有效地分裂字符串

时间:2015-02-09 13:20:45

标签: string performance lua split

作为日志解析的结果,我有一个包含主机名和偶尔IP地址的字段。我需要进一步处理该字段中的数据以解析主机名中的域。即如果主机名是googleanalytics.google.com我想尽可能高效地解析google.com,因为系统每秒处理数千条日志消息。

我现在所拥有的是:

-- Save hostname into a temporary variable
local tempMetaValue = hostname

local count = 0
local byte_char = string.byte(".")
for i = 1, #tempMetaValue do
    if string.byte(tempMetaValue, i) == byte_char then
        count = count + 1
    end
end

local dotCount = count

-- If there was only one dot do nothing
if dotCount == 1 then
    return 0

-- Check whether there were more than one dot
elseif dotCount == 2 then
    -- Get the index of the first dot
    local beginIndex = string.find(tempMetaValue,".",1,true)
    -- Get the substring starting after the first dot
    local domainMeta = string.sub(tempMetaValue,beginIndex+1)
    -- Double check that the substring exists
    if domainMeta ~= nil then
        -- Populate the domain meta field
    end
-- If there are more than two dots..
elseif dotCount > 2 then
    -- Test to see if the hostname is actually an IP address
    if tempMetaValue:match("%d%d?%d?%.%d%d?%d?%.%d%d?%d?%.%d%d?%d?") then
        -- Skip the rest if an IP address was found
    end
    -- Get the index of the second to last dot
    local beginIndex = string.find(tempMetaValue,"\.[^\.]*\.[^\.]*$")
    -- Get the substring starting after the second to last dot
    local domainMeta = string.sub(tempMetaValue,beginIndex+1)
    -- Double check that the substring exists
    if domainMeta ~= nil then
        -- Populate the domain meta field
    end
end

我有一种感觉,虽然他可能不是最快的解决方案。 “一种感觉”,因为在此之前我对Lua没有任何经验,但对于这么简单的任务来说似乎太长了。
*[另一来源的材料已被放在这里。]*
PR #2344, opened 2019-01-22
NEPT-2186: Add CKEditor plugin for link target to remove popup window and frame options

ku-enza:
### Description

Add CKEditor plugin for target link that remove  <popup window><frame> options

### Change log

- Added: JS plugin file 
- Changed: wysiwyg multisite_wysiwyg_ckeditor_plugin , multisite_wysiwyg_wysiwyg_plugin function


enriquelacoma (approved):

AlbaParrilla (approved):

Fefaine (changes requested):
I would like to reopen this ticket because i see several issues

1- the new plugin is not enabled, so that won't solve the user problem unless we explain the user they need to enable it for each profile,
2- There should be a hook_update that does that in 2.6
3- The name of the plugin is confusing, it looks like it allows to choose the options, while it only removes 2 options.  Besides it's strange to give the option to do something that should be mandatory.
+ I would like a test to be added on this, since it's our custom "feature"

I see this other suggestion implying to patch ckeditor library like it's detailed here http://handsomedogstudio.com/ckeditor-set-default-target-blank 
This has the advantage to not required any hook_update, applies to all filters and is not optional.

There is also a better option provided in the ACF config space of the profile, and a solution was developped for D8, this can be used as a basis of inspiration imo
https://www.drupal.org/project/drupal/issues/1936392

enriquelacoma:
I created a new branch from release-2..5.138 cherry picking the commits from this one (https://github.com/ec-europa/platform-dev/pull/2581)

我尝试创建一个类似于拆分的操作的解决方案。 Java将被执行,并且它将留下最后一个令牌“unsplit”,从而留下我实际想要的部分(域),但是无处可进。因此,基本上对于该解决方案,我想创建尽可能多的令牌,因为主机名值中有点,即googleanalytics.google.com将分为“googleanalytics”和“google.com”。

1 个答案:

答案 0 :(得分:2)

这样的事情能做你想做的吗?

function getdomain(str)
    -- Grad just the last two dotted parts of the string.
    local domain = str:match("%.?([^.]+%.[^.]+)$")
    -- If we have dotted parts and they are all numbers then this is an IP address.
    if domain and tonumber((domain:gsub("%.", ""))) then
        return nil
    end
    return domain
end

print(getdomain("googleanalytics.google.com"))
print(getdomain("foobar.com"))
print(getdomain("1.2.3.4"))
print(getdomain("something.else.longer.than.that.com"))
print(getdomain("foobar"))

这是“它是一个IP地址”测试是非常愚蠢的,应该很可能是一个更强大的测试,但对于服务的快速演示。